Sermons

Summary: Evangelism Is All About Love 1) A love which we have seen 2) A love to which we testify (Sermon adapted from WELS 2007 Evangelism Sunday Materials)

Today is “Evangelism Sunday.” We’ll consider the place evangelism should have in our personal lives and in the life of our congregation. “Here we go again. Time for Pastor to make us feel guilty for not having knocked on doors, or shared Jesus with that co-worker yet.” Did thoughts like that flash through your mind when I announced that our focus would be evangelism? Well evangelism isn’t just about knocking on doors or telling your neighbour about Jesus. Evangelism, says our text, is all about love. A love which we have seen, and, yes, a love to which we testify.

It’s unfortunate that when many people hear the word “evangelize” they think of some quasi-militaristic zeal for Jesus that means forcing others to hear our testimony about him and demanding a personal commitment to the Lord. That’s not biblical evangelism. “Evangelize” is a Greek word that means “share good news.” Evangelism is all about letting people see God’s love for themselves. The Apostle John put it this way in the first part of our text: “7 Dear friends, let us love one another, for love comes from God. Everyone who loves has been born of God and knows God. 8 Whoever does not love does not know God, because God is love. 9 This is how God showed his love among us: He sent his one and only Son into the world that we might live through him. 10 This is love: not that we loved God, but that he loved us and sent his Son as an atoning sacrifice for our sins. 11 Dear friends, since God so loved us, we also ought to love one another. 12 No one has ever seen God; but if we love one another, God lives in us and his love is made complete in us” (1 John 4:7-12).

Did you hear how often the word “love” popped up in that section?
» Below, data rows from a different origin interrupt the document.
PR #179, opened 2026-04-23
chore: small follow-ups (focus-restore test, PERSISTED_KEYS drift, aria-describedby)

Jiahui-Gu:
Three independent small follow-ups bundled into one PR (each <15 min, unrelated files, skipping per-PR review overhead).

---

## #149 — tighten useFocusRestore unit tests

**Problem.** The prior "prior focus" case focused `prior` before opening the dialog and asserted focus was still on `prior` after close — but nothing ever moved focus away in between. A no-op `onCloseAutoFocus` handler would have passed too, so the test did not actually discriminate our hook from Radix's default behavior.

**Fix.** In `tests/use-focus-restore.test.tsx`:
- Between open and close, move focus to an input *inside* the dialog simulating Radix's focus trap. "Focus lands back on prior" is now only true if our hook actively restores it.
- Add a third test that pins the `event.preventDefault()` contract directly on the Event object — the Radix-race suppression that JSDOM can't otherwise exercise.

**Reverse-verify.** Neutered `handleCloseAutoFocus` body to `(_event) => {}`:
```
Test Files  1 failed (1)
     Tests  3 failed (3)
```
Restored body → 3/3 passing.

---

## #152 — PERSISTED_KEYS inline-snapshot drift surface

**Problem.** The existing behavioral tests iterate `PERSISTED_KEYS` from source, so they do fail when a key drifts out of sync — but reviewers only see a message like `comparator early-bailed on persisted key "X"`. No at-a-glance diff of the list itself.

**Fix.** Add `toMatchInlineSnapshot(PERSISTED_KEYS)` plus structural invariants (non-empty, all strings, no duplicates). Any change to `PERSISTED_KEYS` now produces a visible list diff in the same PR that touches it.

**Reverse-verify.** Appended `'fakeDriftKey'` to PERSISTED_KEYS → 3 failures including the snapshot mismatch showing the new entry. Reverted → 4/4 passing.

---

## #165 — aria-describedby for Dialog.Content

**Problem.** Radix logs `Missing Description or aria-describedby={undefined} for {DialogContent}` for any Dialog.Content rendered without a Description child.

**Fix.**
- `SettingsDialog`: added sr-only `<RD.Description>` wired to new i18n key `settings.description` (en + zh).
- `ClaudeCliMissingDialog.SuccessPane`: swaps in when detection succeeds and had Title only → added an sr-only Description built from the version/binary strings.

Scope stayed tight — these are the two already-flagged cases. `ImportDialog` already passes `description`; the main `ClaudeCliMissingDialog` Header also already has a Description.

**Verify.** `npx tsc --noEmit` clean; `npm run build` clean (3 webpack perf warnings, pre-existing). No probe per task instructions; visual layout unchanged.

---

### Out of scope / notes
- `db.test.ts` / `db-hardening.test.ts` fail in the worktree with `NODE_MODULE_VERSION` mismatch on better-sqlite3 — pre-existing, unrelated.
- Per the task doc, no probe was added for #165 (removes a console warning only).

### DIFF
--- a/src/components/ClaudeCliMissingDialog.tsx
+++ b/src/components/ClaudeCliMissingDialog.tsx
@@ -495,6 +495,13 @@ function SuccessPane({
         <RD.Title className="text-base font-semibold text-fg-primary leading-tight">
           {t('cli.detected')}
         </RD.Title>
+        {/* Radix requires a Description (or explicit aria-describedby) on
+            DialogContent. The visible summary below carries the same info
+            but isn't wired to Radix, so we render an sr-only Description
+            to satisfy the contract and silence the console warning. */}
+        <RD.Description className="sr-only">
+          {version ? t('cli.foundVersion') + ' ' + version : t('cli.foundBinaryUnknown')}
+        </RD.Description>
         <div className="mt-1 text-sm text-fg-tertiary">
           {version ? (
             <>
--- a/src/components/SettingsDialog.tsx
+++ b/src/components/SettingsDialog.tsx
@@ -2,6 +2,7 @@ import React, { useEffect, useRef, useState } from 'react';
 import { motion } from 'framer-motion';
 import { Check } from 'lucide-react';
 import * as Checkbox from '@radix-ui/react-checkbox';
+import * as RD from '@radix-ui/react-dialog';
 import { cn } from '../lib/cn';
 import { Dialog, DialogContent } from './ui/Dialog';
 import { Button } from './ui/Button';
@@ -106,6 +107,11 @@ export function SettingsDialog({
   return (
     <Dialog open={open} onOpenChange={onOpenChange}>
       <DialogContent title={tt('title')} width="720px" hideClose={false} onCloseAutoFocus={handleCloseAutoFocus}>
+        {/* Radix requires either a Description or explicit aria-describedby
+            on DialogContent for a11y. Visible layout of Settings is driven
+            by the tab list + panel heading, so the description is sr-only;
+            screen readers announce it when focus lands in the dialog. */}
+        <RD.Description className="sr-only">{tt('description')}</RD.Description>
         <div className="flex min-h-[380px] border-t border-border-subtle">
           <nav
             className="w-[160px] shrink-0 border-r border-border-subtle py-2"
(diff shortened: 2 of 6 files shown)


Jiahui-Gu:
VERDICT: APPROVE (independent reviewer)

GitHub blocks self-approval, so posting as a comment.

All three bundled items independently reverse-verified (NOT trusting worker logs):

**#149 useFocusRestore tightening**
Replaced `handleCloseAutoFocus` body with a no-op (no preventDefault, no focus(), no fallback) -> `tests/use-focus-restore.test.tsx` 3/3 FAIL. The new "focus moved inside dialog between open/close" assertion fails (focus stays on inside-dialog), the fallback test fails, and the `defaultPrevented` contract test fails. Restore -> 3/3 pass. Old trivially-passing case is gone.

**#152 PERSISTED_KEYS drift**
Appended `'driftDetectorTestKey'` to `PERSISTED_KEYS` in `src/stores/persist.ts` (the array lives there, not `store.ts`) -> `tests/persisted-keys-source-of-truth.test.ts` 3/4 FAIL with visible inline-snapshot diff exposing the new key + comparator-coverage failure + write-snapshot failure. Restore -> 4/4 pass. Drift surface works.

**#165 sr-only Dialog.Description**
Diff is mechanically correct on both SettingsDialog and ClaudeCliMissingDialog SuccessPane (RD.Description as direct child of DialogContent; Radix auto-wires aria-describedby). Scope adjustment for PermissionPromptBlock is justified: zero `@radix-ui` Dialog imports there, it's a `<motion.div role="alertdialog" aria-describedby="perm-desc">` — Radix's "Missing Description" warning never fires for non-Radix elements. (Did not launch electron live for console observation; relied on the well-known Radix contract + clean diff.)

**Regressions check**
Full vitest run: 594/606 tests pass, 45/47 files pass. The 12 failures are exclusively the pre-existing `better-sqlite3 NODE_MODULE_VERSION 130 vs 127` mismatch in `electron/__tests__/db*.test.ts` flagged by the worker. No new regressions.

Full notes: `dogfood-logs/REVIEW-PR-179.md`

John used it thirteen times in six verses! It’s great that John describes God as love but how can that be true? Did John’s newspapers not carry the same headlines as ours about kidnappings and terrorists? Did John never visit a hospital room and see a loved one curled up in pain? If God is so loving, why doesn’t he do something about this mess we call Earth?

First of all let’s get one thing straight. While God created the Earth, we made the mess. It’s our own sin and selfishness; it’s our own greed and callousness that is the cause of heartache and hardships. And even though we made the mess, God did something to clean it up, or at least rescue us from it. John said: “This is love: not that we loved God, but that he loved us and sent his Son as an atoning sacrifice for our sins” (1 John 4:10).
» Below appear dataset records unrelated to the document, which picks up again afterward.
PR #178, opened 2026-04-23
refactor(e2e): themed harnesses phase 3 (PERM + UI clusters)

Jiahui-Gu:
## Summary

Phase 3 of the single-harness refactor (follow-up to #173). Absorbs 11 per-file `probe-e2e-*.mjs` probes into two themed harnesses that share a single Electron launch via `scripts/probe-helpers/harness-runner.mjs`.

- **`scripts/harness-perm.mjs`** — 7 PERM cases
- **`scripts/harness-ui.mjs`** — 4 UI cases

Same pattern as `harness-agent.mjs` (PR #173): shared runner, case-id log prefix on failure, per-case reset via `reset-between-cases.mjs`, per-case Playwright trace persisted only on fail, `--only=<id>` filter.

## Source probe -> harness case map

| Harness | Case id | Source probe |
| --- | --- | --- |
| perm | `permission-prompt` | `probe-e2e-permission-prompt.mjs` |
| perm | `permission-mode-strict` | `probe-e2e-permission-mode-strict.mjs` |
| perm | `permission-focus-not-stolen` | `probe-e2e-permission-focus-not-stolen.mjs` |
| perm | `permission-shortcut-scope` | `probe-e2e-permission-shortcut-scope.mjs` |
| perm | `permission-nested-input` | `probe-e2e-permission-nested-input.mjs` |
| perm | `permission-truncate-width` | `probe-e2e-permission-truncate-width.mjs` |
| perm | `permission-sequential-focus` | `probe-e2e-permission-sequential-focus.mjs` |
| ui | `sidebar-align` | `probe-e2e-sidebar-align.mjs` |
| ui | `no-sessions-landing` | `probe-e2e-no-sessions-landing.mjs` |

Do you want to know how big God’s love is for you? Then look at the size of the sacrifice he made to save us. He sent his own son – not to tell us that everything was all right between God and us. Jesus wasn’t a lawyer that came to get us off on a technicality. Jesus came as the sacrificial lamb to make things right. When Mel Gibson’s “The Passion of the Christ” came out a few years ago, there was some concern about how graphically Jesus’ suffering was portrayed. “Too much blood! Too much gore!” some complained. It’s a good thing these people didn’t live in Old Testament times. When you brought a lamb to be sacrificed for your sins, you placed your hands on the head of that animal to signify the transfer of guilt, and then you, not the priest, took the knife in your hands and slit the animal’s throat! You couldn’t complete a sacrifice without getting blood on your hands. That was the point. Sin has left us with blood on our hands. While it should be our own blood from God’s righteous anger coming down on us like a sledgehammer, the blood that covers us is Jesus’ blood because he stepped in and took the blow for us.

Jesus is the only person big enough to step in and absorb the blow for a world of sinners. That’s why John went on to write: “…we have seen and testify that the Father has sent his Son to be the Savior of the world” (1 John 4:14). John could not remain quiet about what Jesus had come to do. For Jesus had not just come to save John from his sins, he had come to save the whole world. But how will the world know about Jesus unless we tell them about this love which we have seen? But John makes it clear that testifying about Jesus means more than talking about him. He wrote: “Dear friends, since God so loved us, we also ought to love one another. 12 No one has ever seen God; but if we love one another, God lives in us and his love is made complete in us” (1 John 4:11, 12).